I agree the ar is most definitely the main reason it felt faster. I think width definitely played a small part too though. I ran a dhf 2.5 up front once and it was the most ridiculously slow tire you could ever imagine. I sold it at a loss after one ride. That tire had no business being pedaled. As fas as the dissector though. It dosen’t wear too quicky when used as a front tire From what I hear.


----------



## davec113 (May 31, 2006)

Dissector is one level down from Minion/Assegai and should only be used as a front tire on a light trail or DC bike, IMO.

Also IMO, there is no good option for a Maxxis rear tire, they are all either too slow, wear out too fast, or have horrible braking/climbing traction.


----------



## JerzyBoy (May 26, 2008)

davec113 said:


> Dissector is one level down from Minion/Assegai and should only be used as a front tire on a light trail or DC bike, IMO.
> 
> Also IMO, there is no good option for a Maxxis rear tire, they are all either too slow, wear out too fast, or have horrible braking/climbing traction.


I pick up my new bike in 2 weeks. Still pondering tire choices on it. What would you recommend pairing w the dissector as a rear? I was gonna go w the rekon again because im hesitant to give up the predictable grip I get from it, but I'd like to go with somthing a little lighter and faster, that also hooks up well.


----------



## Dougal (Jan 23, 2004)

JerzyBoy said:


> I agree the ar is most definitely the main reason it felt faster. I think width definitely played a small part too though. I ran a dhf 2.5 up front once and it was the most ridiculously slow tire you could ever imagine. I sold it at a loss after one ride. That tire had no business being pedaled. As fas as the dissector though. It dosen’t wear too quicky when used as a front tire From what I hear.

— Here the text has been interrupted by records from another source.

PR #2171, opened 2026-07-15
Count epoch block txs by id and clamp block-range sampling

### LINKED ISSUE #2170: cardano-db-tool validate: two check bugs (block-tx-count uses block_no as id; block-properties range underflow)
# [BUG] cardano-db-tool validate: two check bugs (block-tx-count uses block_no as id; block-properties range underflow)

**Severity:** Low, and the two differ in reach. Bug 1 affects `validate` on every real database, including all three networks (mainnet, preprod, preview). Bug 2 only affects databases with fewer than 100000 blocks - local/private clusters or a DB early in its first sync - and never triggers on preprod, preview, or mainnet. Both are in the `validate` command's own checks and only produce misleading validation output: the shared queries are correct, the data written by sync is unaffected, and this code never runs during sync.

**Affected:** cardano-db-tool 13.7.2.1 (verified at HEAD).

Both were surfaced by the error-isolation change in #2163: once `validate` stops aborting on the first failure, these later checks run on real databases and their pre-existing bugs become visible.

## 1. EpochBlockTxs passes block_no where a block id is expected

`validateEpochBlockTxs` reports false tx-count mismatches on any real database, including mainnet, preprod, and preview.

- `queryEpochBlockNumbers` selects `COALESCE(block_no, 0)` - it returns the chain height `block_no` (`cardano-db/src/Cardano/Db/Statement/DbTool.hs:883`).
- `queryBlockTxCount` counts `tx WHERE block_id = $1` - it expects the surrogate primary key `block.id` (`cardano-db/src/Cardano/Db/Statement/Base.hs:315`).
- The validator bridges them incorrectly: `queryBlockTxCount $ DB.BlockId (fromIntegral blockNo)` (`cardano-db-tool/src/Cardano/DbTool/Validate/BlockTxs.hs:56`), passing a `block_no` as if it were a `block.id`.

`block_no` and `block.id` diverge on any real chain (Byron EBBs, and the id is just a surrogate PK), so the check counts transactions for the wrong block and prints e.g. `Failed on block no 4786984: expected tx count of 2 but got 0`.

**Not a sync bug.** `queryBlockTxCount` itself is correct and is used correctly by sync - both genesis call sites pass a genuine `BlockId` (`cardano-db-sync/src/Cardano/DbSync/Era/Shelley/Genesis.hs:213`, `.../Byron/Genesis.hs:162`). The defect is only in the db-tool validator.

**Fix:** resolve each `block_no` to its `block.id` before calling `queryBlockTxCount` (or have `queryEpochBlockNumbers` return the id alongside/instead of block_no and use that).

Reproduce: `cardano-db-tool validate` against any restored preprod/preview/mainnet DB; the "All transactions for blocks in epoch N are present" check reports mismatches.

## 2. BlockProperties underflows the random block range on small databases

`validateBlockProperties` picks a nonsensical start block on any database with fewer than 100000 blocks. This means local/private clusters and DBs early in their first sync; it does not affect preprod, preview, or mainnet, which are all far past 100000 blocks.

- `startBlock <- Random.randomRIO (0, blkCount - testBlocks)` with `testBlocks = 100000` (`cardano-db-tool/src/Cardano/DbTool/Validate/BlockProperties.hs:56` and `:82`).
- `blkCount` is `Word64`, so when `blkCount < 100000` the subtraction underflows to a huge value, and the check prints an absurd range such as `Block numbers [12258611005600085411 .. 12258611005600185411] are contiguous`.
- The subsequent query returns no rows, so the contiguous/ordered checks pass trivially - a false "ok" rather than a crash.

**Not a sync bug.** `queryBlockNoList` / `queryBlockTimestamps` take `(start, count)` and are only called by this validator; sync does not use them. The underflow is arithmetic in the validator.

**Fix:** guard the range, e.g. clamp to `max 0 (blkCount - testBlocks)` using signed arithmetic, or shrink `testBlocks` to `min testBlocks blkCount`, and skip/adjust when the DB has fewer than `testBlocks` blocks.

Reproduce: `cardano-db-tool validate` against a small database (e.g. a fresh local cluster) - the "Block numbers [...]" and "Block time stamps [...]" ranges are absurd.

## Scope note

Both bugs live under `Cardano.DbTool.Validate.*`, reachable only via `cardano-db-tool validate`. They affect the accuracy of that diagnostic command, not the database contents or the sync process.

ArturWieczorek:
Closes #2170.

Two `cardano-db-tool validate` checks were quietly wrong. Both were only visible once the error-isolation change in #2163 stops `validate` aborting on the first failure, so they were surfaced during review of that work.

The epoch block-tx check counted transactions with `queryBlockTxCount`, which keys on `block.id`, but fed it the `block_no` returned by `queryEpochBlockNumbers`. `block_no` and the surrogate `block.id` diverge on any real chain - an EBB has a null `block_no` and a positive id, and the id is just a sequence - so the check looked up the wrong block and reported false tx-count mismatches on mainnet, preprod, and preview. `queryEpochBlockNumbers` now returns the block id alongside `block_no`, and the check counts by the id while still printing `block_no` in the message. The shared `queryBlockTxCount` was always correct and is used correctly by sync's genesis validation; only this validator misused it.

The block-property checks (contiguous block numbers, ordered timestamps) picked a random start with `blkCount - 100000` in `Word64`, which underflows to an enormous value on any database with fewer than 100000 blocks - local/private clusters and DBs early in their first sync. That produced absurd ranges like `Block numbers [12258611005600085411 .. ...]` (and a false "ok" on the empty result). A small `sampleWindow` helper now clamps the window to the available block count, so the range is always valid. This never affected preprod, preview, or mainnet, which are all far past 100000 blocks.

The first commit adds a failing regression test in the `cardano-db` IO suite that models the id/block_no divergence (a block with a null `block_no` and a positive id, one transaction) and asserts the returned identifier counts the right block; the second commit is the fix. Bug 2 was verified end to end against a small local db-sync database, where the range now reads `Block numbers [0 .. 16608]` instead of the underflowed value.

Marked WIP/draft. Note this overlaps `Validate/BlockTxs.hs` with #2163 (which changes how the same check reports failures), so expect a small merge conflict there - the two changes are complementary: this PR fixes the check's logic, #2163 fixes its reporting and exit code. Bug 1 is only observable through `validate` end to end once #2162 and #2163 are also present (otherwise the run crashes at, or aborts before, the later checks), so the unit test is its standalone verification here.

### DIFF
--- a/cardano-db-tool/src/Cardano/DbTool/Validate/BlockProperties.hs
+++ b/cardano-db-tool/src/Cardano/DbTool/Validate/BlockProperties.hs
@@ -51,16 +51,24 @@ validateBlockTimesInPast = do
     showFirst (mEpoch, mBlockNo, time) =
       mconcat ["epoch ", show mEpoch, " block ", show mBlockNo, " time ", show time]
 
+-- The random start block and how many blocks to sample, clamped so the range
+-- never underflows on a database with fewer than testBlocks blocks.
+sampleWindow :: Word64 -> Word64 -> (Word64, Word64)
+sampleWindow blkCount testBlocks =
+  let count = min testBlocks blkCount
+   in (blkCount - count, count)
+
 validataBlockNosContiguous :: Word64 -> IO ()
 validataBlockNosContiguous blkCount = do
-  startBlock <- Random.randomRIO (0, blkCount - testBlocks)
+  let (maxStart, count) = sampleWindow blkCount testBlocks
+  startBlock <- Random.randomRIO (0, maxStart)
   putStrF $
     "Block numbers ["
       ++ show startBlock
       ++ " .. "
-      ++ show (startBlock + testBlocks)
+      ++ show (startBlock + count)
       ++ "] are contiguous: "
-  blockNos <- DB.runDbStandaloneSilent $ DB.queryBlockNoList startBlock testBlocks
+  blockNos <- DB.runDbStandaloneSilent $ DB.queryBlockNoList startBlock count
   case checkContinguous blockNos of
     Nothing -> putStrLn $ greenText "ok"
     Just xs -> error $ redText "failed: " ++ show xs
@@ -79,14 +87,15 @@ validataBlockNosContiguous blkCount = do
 
 validateTimestampsOrdered :: Word64 -> IO ()
 validateTimestampsOrdered blkCount = do
-  startBlock <- Random.randomRIO (0, blkCount - testBlocks)
+  let (maxStart, count) = sampleWindow blkCount testBlocks
+  startBlock <- Random.randomRIO (0, maxStart)
   putStrF $
     "Block time stamps for blocks ["
       ++ show startBlock
       ++ " .. "
-      ++ show (startBlock + testBlocks)
+      ++ show (startBlock + count)
       ++ "] are ordered: "
-  ts <- DB.runDbStandaloneSilent $ DB.queryBlockTimestamps startBlock testBlocks
+  ts <- DB.runDbStandaloneSilent $ DB.queryBlockTimestamps startBlock count
   if List.nubOrd ts == ts
     then putStrLn $ greenText "ok"
     else error $ redText "failed: " ++ show ts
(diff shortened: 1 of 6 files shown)


ArturWieczorek:
Tests Logs:
[pr2171-dbtool-validate-check-bugs-test-results.md](https://github.com/user-attachments/files/30098287/pr2171-dbtool-validate-check-bugs-test-results.md)

kderme (approved):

How soft were you running the DHF? I've found they run on the centre knobs and roll extremely well for what they are. I have a 26x2.5 DHF on my second bike. It's mounted on a 19mm inner rim so it's quite round. I run 27x2.6 DHF on a 32mm inner rim on my main bike.


----------



## JerzyBoy (May 26, 2008)

Dougal said:


> How soft were you running the DHF? I've found they run on the centre knobs and roll extremely well for what they are. I have a 26x2.5 DHF on my second bike. It's mounted on a 19mm inner rim so it's quite round. I run 27x2.6 DHF on a 32mm inner rim on my main bike.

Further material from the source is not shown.